• _RECORD EXCERPTS_:
PR #7259, opened 2025-03-26
 Bump C/C++ standard to 17 for ICU 76.

sebastic:
As reported in [Debian Bug #1101239](https://bugs.debian.org/1101239), MapServer fails to build with ICU 76 (pulled in via libxml2) which now requires C++17.

### DIFF
--- a/.github/workflows/start.sh
+++ b/.github/workflows/start.sh
@@ -40,7 +40,7 @@ ci/ubuntu/build.sh
 
 # Validate openapi document
 pip install check-jsonschema --break-system-packages
-wget https://raw.githubusercontent.com/OAI/OpenAPI-Specification/main/schemas/v3.0/schema.yaml -O openapi_schema.yaml
+wget https://raw.githubusercontent.com/OAI/OpenAPI-Specification/refs/heads/main/_archive_/schemas/v3.0/schema.yaml -O openapi_schema.yaml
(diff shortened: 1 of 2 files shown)


sebastic:
The two test failures are caused by changes to the OAI repo, the schemas moved to the `_archive_` subdirectory.

New URL:

 https://raw.githubusercontent.com/OAI/OpenAPI-Specification/refs/heads/main/_archive_/schemas/v3.0/schema.yaml

rouault:
Given that libxml2 is a library with a C API, couldn't it be argued that it's a bug of its public headers to require a C++ compiler ?
That said, given that both recent GDAL and PROJ which are mandatory Mapserver dependencies require C++17, I don't see any harm in making that a requirement for Mapserver too. CC @sdlime @geographika

jmckenna:
In terms of Windows builds, this would mean requiring MSVC 2019 at the minimum (MS4W 5+ is built off of MSVC 2022).  

Important discussion, pinging `-dev` list now also...

rouault:
> Are most OSes capable of running a compiler with C++17 support?

yes, see https://en.wikipedia.org/wiki/C%2B%2B17#Compiler_support

geographika:
+1 on bumping. In general, staying in sync with GDAL seems to be a good approach.

jmckenna:
Thanks @sebastic and thanks everyone for your fast feedback.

• _PROBLEM TO SOLVE_: For the string "heads", show each line of the listing where it appears.

• _REPLY_:
+wget https://raw.githubusercontent.com/OAI/OpenAPI-Specification/refs/heads/main/_archive_/schemas/v3.0/schema.yaml -O openapi_schema.yaml
 https://raw.githubusercontent.com/OAI/OpenAPI-Specification/refs/heads/main/_archive_/schemas/v3.0/schema.yaml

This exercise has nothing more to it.